Быть нужной, приходить под гребень,
искать поноску, думать волк,
выть в угол, и в мелькнувшем небе
выкусывать паучий шёлк.
весною срам руками не прикрыть
На старой литографии Адам
изображен не то чтобы зловеще:
вот он идёт и, прикрывая срам,
однообразно нарекает вещи.
А следом бес, и безъязыкий бог,
и ангел с автогеном в нежной лапе,
и женщина.
Вот, потирая бок,
он обернулся, и назвал всё бабой,
нет, лапушкой, но все равно - беда:
под обмелевшим небом больше нет ни
потусторон, чтоб выбрать, ни суда.
Лишь лапушка, да шелест речи бедной.
добывая глаза
Голова отекает.

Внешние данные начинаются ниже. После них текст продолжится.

PR #1781, opened 2025-01-24
[OHI-1588] fix(flip): return flip as part of view presentation

IbrahimCSAE:
### Context

Flip property was being lost on new image renders, now it's returned as part of the view presentation so it's always maintained.

CleanShot 2025-01-24 at 12 29 31

Fixes: https://github.com/OHIF/Viewers/issues/4729

### DIFF
--- a/packages/core/src/RenderingEngine/Viewport.ts
+++ b/packages/core/src/RenderingEngine/Viewport.ts
@@ -1863,8 +1863,8 @@ class Viewport {
       zoom = this.getZoom(),
       pan,
       rotation,
-      flipHorizontal,
-      flipVertical,
+      flipHorizontal = this.flipHorizontal,
+      flipVertical = this.flipVertical,
     } = viewPres;
     if (displayArea !== this.getDisplayArea()) {
       this.setDisplayArea(displayArea);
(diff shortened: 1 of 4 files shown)


packages/core/src/RenderingEngine/Viewport.ts
```diff
@@ -1809,11 +1809,14 @@ class Viewport {
       displayArea: true,
       zoom: true,
       pan: true,
+      flipHorizontal: true,
```
wayfarer3130, line 1812: Please represent this as rotation + flip horizontal to make the values canonical

IbrahimCSAE: We will do this in another PR Bill

fgarcia760:
I found another bug. While I was focused on the buttons, I overlooked the hotkeys. The issue now appears when using the 'Flip Vertical' hotkey function.

Bug Details:
Incorrect Laterality Marker Orientation: When flipping vertically, the laterality marker becomes incorrect and changes orientation.
Unexpected Scroll Behavior: If you flip vertically and then flip horizontally, the series exhibits a strange behavior—it reverses direction as you scroll.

Срезать прикипевшую шляпу
поздним вечером, словно усталый ходок сапоги
на привале - уснуть, растопырив жужжащие лапы,
чтобы синие звезды слизали мозоли с ноги.
Добывая глаза, проявляясь под действием чая,
слышишь, Зигмунд и Карл выгребают в гробах по Неве,
а разбуженный воздух не то, чтобы проткнут лучами
больше, нежели ночью, но сам превращается в свет.
Сет
Калёный кобальт, где горит больной
змеиный, серный глаз. Внизу неясный,
молчащий мир, накрытый с головой
измятой серой простынью ненастья.
А там, где то ли ночь, то ли темно,
уже луна - змеиное яичко,
растрескалось, и всё возможней сном
вчерашним стать, в котором так отлично:
всем дадено по тирсу, по войне,
по безголовой статуе вдогонку,
по маслянистой розе, по шахне,
и по лисёнку.
Атропос вышла
Захочешь страсти - будет страсть.
Захочешь дома - будут дети.
Пусть Клото продолжает прясть,
Лахезис - думать о сюжете,
хотя о чем тут думать - шерсть
погуще кошке, ярче милой
наряд, всем 36 и 6,
да, страсть. И чтобы так забыли.
глазыньки
Слепой услышит налетевший жёсткий звук.
Бесстыжий кукольник сошьёт его обратно,
да вставит глазыньки, чтоб не помял красу,
смотрел куда идет и выглядел приятно.
Пусть топает нога, пусть глазыньки блестят.
Когда огромный свет накроет и раскрошит,
и расползется ткань, то кукольник, грустя,
добавит что-нибудь и сделает, что сможет.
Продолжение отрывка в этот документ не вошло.